Globalization, with competition from low-wage emerging countries, has pushed down labor costs in industrialized countries and fueled a rapacious capitalism. But if the trend towards sustainable development goes towards reducing the other 70% of costs, how will the world work? We don't even have the measuring tools to tell. And yet, we must equip ourselves to measure that epochal change that will perhaps save us.

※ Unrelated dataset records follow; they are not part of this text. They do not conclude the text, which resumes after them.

PR #426, opened 2018-06-08
KIALI-910 Show colored borders to represent health in graph

jotak:
Since this is my first incursion in Graph code maybe I haven't done things as you would have expected, so I'm all ears about comments.

This shows colored borders on nodes for each _service_ (and not _version_).

Example:
health in graph

This is a first step but maybe discussions can lead to other subtasks being created. Like improving performances, reducing number of calls or showing more information or per-version health maybe.

Currently if performs one backend api call per service, asynchronously from the main graph fetching.
I think it has advantages (graph can be displayed without having to wait for all health information being collected) and drawbacks (many http calls), so probably an optimization will be to fetch health information for all services within a namespace at once.

Then, there is also what @jshaughn suggested: restraining health checking to services that are suspected to not perform well (regarding their error rates).

### DIFF
--- a/src/components/CytoscapeGraph/CytoscapeGraph.tsx
+++ b/src/components/CytoscapeGraph/CytoscapeGraph.tsx
@@ -86,7 +86,7 @@ export class CytoscapeGraph extends React.Component<CytoscapeGraphProps, Cytosca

A final observation by Enrico Giovannini in response to an interview by Donato Speroni concerns his judgment on the Alliance for sustainable development. To the question: "Did you expect it like this?" Giovannini replies: “I dreamed about it like this. I mean a plural subject, but truly plural, capable, with all the difficulties and also the inevitable superficialities of the case, of holding together parts of civil society that do not necessarily think in the same way”. The alliance has brought together males and females, young and old. If today in Italy we talk about the UN Agenda 2030, for the protection and development of the planet, it is largely thanks to ASviS. The Alliance has also become a point of reference for subjects far from these issues who were not initially involved in the slightest.